Kann mir jemand sagen, was das bedeutet? Ich vermute daran liegt es das Kmail de Facto nicht nutzbar ist.

Danke Frank

----------

## franzf

Der Fehler bezieht sich auf Kalender oder Adressbuch, KMail sollte deshalb nutzbar sein.

Verwendest du IMAP? Hattest du kmail-4.4 mit Disconnected-IMAP laufen? Das war hier extrem irritierend, der Mail-Migrator hat gesagt "bin fertig", nichts geschah, hab gemeint "OK, ist wohl nicht gut gegangen", Migrator gekillt, neu gestartet, selbs Spiel von Vorn.
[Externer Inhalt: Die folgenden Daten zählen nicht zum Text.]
PR #2034, opened 2022-08-16
Use golangci-lint for linting

esnible:

This adds golangci-lint checking and fixes all of the problems reported by golangci-lint.

The configuration file _.golangci.yml_ is nearly identical to the one we have been using for Jaeger.  The only difference is that we don't blacklist `io/ioutil`.

### DIFF
--- a/.golangci.yml
+++ b/.golangci.yml
@@ -1,30 +1,15 @@
 run:
-  go: '1.17'
+  go: '1.18'
   timeout: 10m
-  skip-dirs:
-    - mocks
-    - thrift-0.9.2
-    - .*-gen
-  skip-files:
-    - ".*.pb.go$"
 
 linters-settings:
   goimports:
-    local-prefixes: github.com/jaegertracing/jaeger
-  gosec:
-    # To specify a set of rules to explicitly exclude.
-    # Available rules: https://github.com/securego/gosec#available-rules
-    excludes:
-      - G104
-      - G107
-      - G404
-      - G601
+    local-prefixes: github.com/jaegertracing/jaeger-operator
   gosimple:
     go: "1.18"
 
 linters:
   enable:
-    - contextcheck
     - depguard
     - gofmt
     - gofumpt
--- a/.golangci.yml
+++ b/.golangci.yml
@@ -1,0 +1,45 @@
+run:
+  go: '1.17'
+  timeout: 10m
+  skip-dirs:
+    - mocks
+    - thrift-0.9.2
+    - .*-gen
+  skip-files:
+    - ".*.pb.go$"
+
+linters-settings:
+  goimports:
+    local-prefixes: github.com/jaegertracing/jaeger
+  gosec:
+    # To specify a set of rules to explicitly exclude.
+    # Available rules: https://github.com/securego/gosec#available-rules
+    excludes:
+      - G104
+      - G107
+      - G404
+      - G601
+  gosimple:
+    go: "1.18"
+
+linters:
+  enable:
+    - contextcheck
+    - depguard
+    - gofmt
+    - gofumpt
+    - goimports
+    - gosec
+    - govet
+    - misspell
+    - bidichk
+  disable:
+    - errcheck
+
+issues:
+  # Excluding configuration per-path, per-linter, per-text and per-source
+  exclude-rules:
+    # Exclude some linters from running on tests files.
+    - path: _test\.go
+      linters:
+        - gosec
--- a/Makefile
+++ b/Makefile
@@ -118,6 +118,7 @@ PHONY: lint
 lint:
 	$(ECHO) Linting...
 	$(VECHO)GOPATH=${GOPATH} ./.ci/lint.sh
+	golangci-lint -v run
 
 .PHONY: vet
 vet: ## Run go vet against code.
--- a/Makefile
+++ b/Makefile
@@ -438,6 +438,7 @@ tools: kustomize controller-gen operator-sdk
 
 .PHONY: install-tools
 install-tools: operator-sdk
+	go install github.com/golangci/golangci-lint/cmd/golangci-lint@v1.46.2
 	$(VECHO)${GO_FLAGS} ./.ci/vgot.sh \
 		golang.org/x/lint/golint \
 		golang.org/x/tools/cmd/goimports
--- a/controllers/appsv1/deployment_webhook.go
+++ b/controllers/appsv1/deployment_webhook.go
@@ -53,7 +53,7 @@ type deploymentInterceptor struct {
 // Handle adds a label to a generated pod if deployment or namespace provide annotaion
 func (d *deploymentInterceptor) Handle(ctx context.Context, req admission.Request) admission.Response {
 	tracer := otel.GetTracerProvider().Tracer(v1.ReconciliationTracer)
-	ctx, span := tracer.Start(ctx, "reconcileDeployment")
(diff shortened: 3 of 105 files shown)


esnible:
I modified the code coverage config file _.codecov.yml_ to allow changes that lower code coverage by <0.1%.

The linter had me remove simplify code.  The lines uncovered by tests didn't change, but the lines covered by tests were less due to the simplification.

iblancasa (changes requested):

iblancasa:
E2E tests were passed properly in OpenShift 4.10

.golangci.yml
```diff
@@ -0,0 +1,45 @@
+run:
+  go: '1.17'
```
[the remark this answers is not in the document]
esnible: Good point.  I will set it to use 1.18.  I will also clean up the _.golangci.yml_, which has things that are Jaeger specific and aren't needed for jaeger-operator.

Note that Jaeger itself uses 1.17 here.  When I set this to 1.18 I get two messages:
```
WARN [linters context] structcheck is disabled because of go1.18. You can track the evolution of the go1.18 support by following the https://github.com/golangci/golangci-lint/issues/2649. 
WARN [linters context] contextcheck is disabled because of go1.18. You can track the evolution of the go1.18 support by following the https://github.com/golangci/golangci-lint/issues/2649. 
```

We don't need those linters, but perhaps that is why Jaeger itself did not bump to Go version used for linting.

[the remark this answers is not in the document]
iblancasa: I see. We can enable right now just the very minimum and enable other stuff later, fixing the reported warnings

Makefile
```diff
@@ -437,6 +438,7 @@ tools: kustomize controller-gen operator-sdk
 
 .PHONY: install-tools
 install-tools: operator-sdk
+	go install github.com/golangci/golangci-lint/cmd/golangci-lint@v1.46.2
```
frzifus, line 441: Does it make sense to install the linter maybe in our local `$(REPO)/bin` foulder? otherwise we overwrite the version installed in the `$GOPATH/bin`, right?

controllers/appsv1/deployment_webhook.go
```diff
@@ -53,7 +53,7 @@ type deploymentInterceptor struct {
 // Handle adds a label to a generated pod if deployment or namespace provide annotaion
 func (d *deploymentInterceptor) Handle(ctx context.Context, req admission.Request) admission.Response {
 	tracer := otel.GetTracerProvider().Tracer(v1.ReconciliationTracer)
-	ctx, span := tracer.Start(ctx, "reconcileDeployment")
+	_, span := tracer.Start(ctx, "reconcileDeployment")
```
frzifus, line 56: Does `tracer.Start` modify or extend the given context in some way? Iam asking because we might lose information by using the old ctx, right?

frzifus (commented):
awesome @esnible !

Makefile
esnible: I copied this from https://github.com/jaegertracing/jaeger/blob/main/Makefile#L392 ; assuming it was correct there.

Are you concerned about the Github builders, or are you concerned about people running `make install-tools` on their laptop?

controllers/appsv1/deployment_webhook.go
esnible: At least some implementations modify the context by `calling context.WithValue(...)`.

I believe the new code is better than the old code.  The old code ignored the value reported returned into `ctx`, but it wasn't obvious upon reading it.  The new code makes it clear the modified context gets thrown away.

If we need to re-use the context, we should do that in a follow-up, not in this PR which is only to introduce `golangci-lint`.

iblancasa (dismissed):

iblancasa (approved):

frzifus (approved):

controllers/appsv1/deployment_webhook.go
pavolloffay: > The new code makes it clear the modified context gets thrown away.

This is a large method and somebody editing the code might not notice that the current context is thrown away. In this case a nolint annotation would be better.

controllers/appsv1/deployment_webhook.go
```diff
@@ -165,7 +163,7 @@ func (d *deploymentInterceptor) InjectDecoder(decoder *admission.Decoder) error
 
 func reconcileConfigMaps(ctx context.Context, cl client.Client, jaeger *v1.Jaeger, dep *appsv1.Deployment) error {
 	tracer := otel.GetTracerProvider().Tracer(v1.ReconciliationTracer)
-	ctx, span := tracer.Start(ctx, "reconcileConfigMaps")
+	_, span := tracer.Start(ctx, "reconcileConfigMaps")
```
pavolloffay, line 166: The same as previous comment - the context should be overridden.

controllers/appsv1/deployment_webhook.go
```diff
@@ -187,7 +185,7 @@ func reconcileConfigMaps(ctx context.Context, cl client.Client, jaeger *v1.Jaege
 
 func reconcileConfigMap(ctx context.Context, cl client.Client, cm *corev1.ConfigMap, dep *appsv1.Deployment) error {
 	tracer := otel.GetTracerProvider().Tracer(v1.ReconciliationTracer)
-	ctx, span := tracer.Start(ctx, "reconcileConfigMap")
+	_, span := tracer.Start(ctx, "reconcileConfigMap")
```
pavolloffay, line 188: The same as previous comment - the context should be overridden.

controllers/appsv1/deployment_webhook.go
pavolloffay: The ctx down in this function is propagated to other calls which might generate spans.

pkg/cmd/start/bootstrap.go
```diff
@@ -69,12 +69,11 @@ func init() {
 }
 
 func bootstrap(ctx context.Context) manager.Manager {
-
 	namespace := getNamespace(ctx)
 	tracing.Bootstrap(ctx, namespace)
 
 	tracer := otel.GetTracerProvider().Tracer(v1.BootstrapTracer)
-	ctx, span := tracer.Start(ctx, "bootstrap")
+	_, span := tracer.Start(ctx, "bootstrap")
```
pavolloffay, line 76: The same as previous comment - the context should be overridden.

pavolloffay (commented):
The context of `tracer.Start` shouldn't be thrown away. It's needed for correct tace context propagation.

Makefile
frzifus: Discussed with @iblancasa - It seem we have several global software installations. We will address this later in a separate patch.

pkg/cmd/start/bootstrap.go
```diff
@@ -230,7 +229,7 @@ func detectNamespacePermissions(ctx context.Context, mgr manager.Manager) {
 
 func setOperatorScope(ctx context.Context, namespace string) {
 	tracer := otel.GetTracerProvider().Tracer(v1.BootstrapTracer)
-	ctx, span := tracer.Start(ctx, "setOperatorScope")
+	ctx, span := tracer.Start(ctx, "setOperatorScope") // nolint:ineffassign,staticcheck
```
pavolloffay, line 232: The other way to make the linter happy would be to define a span var and then use `=` on this line. This way we don't have to disable linting. 

I would maybe prefer the version that passes linter, but it's not great either. I will leave it up to you.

Das Problem: Der Migrator mag fertig sein, im Hintergrund werkelt aber akonadi und importiert die Mails! Bei großen Mail-Verzeichnissen dauert das, ein Migrator-Killen endet fatal - zig mal IMAP_Resourcen anlegen und alle importieren vom selben Account  :Very Happy: 

Kannst du mal in systemsettings die akonadi-conig aufmachen oder über akonaditray -> Trayicon -> Config, und schauen, was akonadi so alles schon angelegt hat, und wie der aktuelle Status ist?

----------

## deranonyme

Hi

Also ich hab mein Adressbuch wieder als Akonadi Resource eingebunden. Der Mailaccount ist als akonadi Resource fertig. Ich frag mich jedoch wie ich den Migrator mit Hand starte. Wenn ich im Kmail mal meine Mails sehe, kann ich sie meist nicht lesen. Das heißt ich sehen nur den Baum, aber keine Inhalte. Ich habe einen POP-Zugang. Im Fenster, wo die Mail angezeigt werden sollte soll ich ewig warten. Dort steht nur, Empfange Ordener Inhalt... Bitte warten. . Es kann aber auch sein, das unten links steht Filtering messages und nach ein paar Durchläufen wo er irgendwas filtert schmiert Kmail ab. Beim Filtern fängt er mit dem Posteingangsordner an und dann kann ich es anhand der Anzahl der zu filternden Dateien nicht mehr nachvollziehen was er tut.

PS: Wenn er sich mal ausgefiltert hat, und ich Kmail beende, dann geht das Drama nach einem Neustart wieder los. Filtering messages über zig Minuten und Kmail nicht nutzbar   :Twisted Evil: 

Übrigens legt Kmail einen lokalen Ordner an und keine Aconadi resource. Keine Ahnung wie ich das manuell hin kriege.

Frank

----------

## franzf

Wenn er filtert, heißt das wohl dass du einige POP-Filter aktiviert hast? Sind da recht CPU-lastige Teile (Viren- und Spam-Filter) dabei?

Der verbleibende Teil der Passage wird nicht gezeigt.